Although many efforts have been made to elucidate plant cell dynamics, we still lack suitable methods for long-term quantitative visualizations of cell-growth, functionality, and how these relate to sub-cellular transport. For this purpose, fluorescence microscopy is essentially limited by the lack of photostable fluorescent marker proteins, phototoxicity and the high complexity of membrane compartments and their trafficking pathways.

By contrast, label-free optical interferometry is a non-contact method to measure the structural dynamics of the cells in its native environment without the requirement of markers (Zernike, 1955; Gutiérrez-Medina, 2022). Thus, it does not require any specific sample preparation, so there is no balancing of phototoxicity from contrast agents with specificity (Curl et al., 2004). Instead, this imaging method is based on contrast enhancements, due to the phase changes of the light as a result of the relative refractive index (RI) difference between the structure of interest and the environment (Dyson and Allibone, 1950).
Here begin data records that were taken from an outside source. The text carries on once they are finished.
PR #2158, opened 2019-09-26
versal PR with decouple and reset

xdavidz:
I would like to start the code review for versal PR a little earlier, even though we haven't had a chance to test on v350 yet. Mrinal said the design will be the same.  Please let me know if anything can be designed better, we still have chance to push design a little bit better before it's being finalized.

Meantime, I will set it to do not merge for now.

### DIFF
--- a/src/runtime_src/core/edge/drm/zocl/zocl_cu.c
+++ b/src/runtime_src/core/edge/drm/zocl/zocl_cu.c
@@ -331,7 +331,8 @@ zocl_hls_cu_init(struct zocl_cu *cu, phys_addr_t paddr)
 		return -ENOMEM;
 	}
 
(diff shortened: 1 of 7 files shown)


src/runtime_src/core/edge/drm/zocl/zocl_cu.c
```diff
@@ -342,6 +343,7 @@ zocl_hls_cu_init(struct zocl_cu *cu, phys_addr_t paddr)
 	default:
 		core->max_credits = 1;
 	}
+	core->max_credits = 1;
```
mamin506: Is this debug code? Why set max_credits to 1 here?

xdavidz:
Closed it due to v350 PR is available, no need to have special code for tenzing.

PR #2161, opened 2019-09-27
zcu102/104_base: Common postlink for emulation/hw and cleanup of redundant files

subhransu-xilinx:


chvamshi-xilinx:
ok to test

Here, we review some recent optical coherent interferometric methods with potential application in plant research, such as biospeckle imaging and interferometry (Zdunek et al., 2014; De la Torre et al., 2016; Pandiselvam et al., 2020), optical coherence tomography (Schmitt, 1999), and digital holographic microscopy (Kim, 2010; Ebrahimi et al., 2018). Given the high sensitivity of interferometric methods and high acquisition rates of hundreds to thousands of frames per second, these methods are particularly suitable to monitor fast processes in plants from macroscopic tissue imaging to sub-microscopic scales of cells and organelles over long time-scales.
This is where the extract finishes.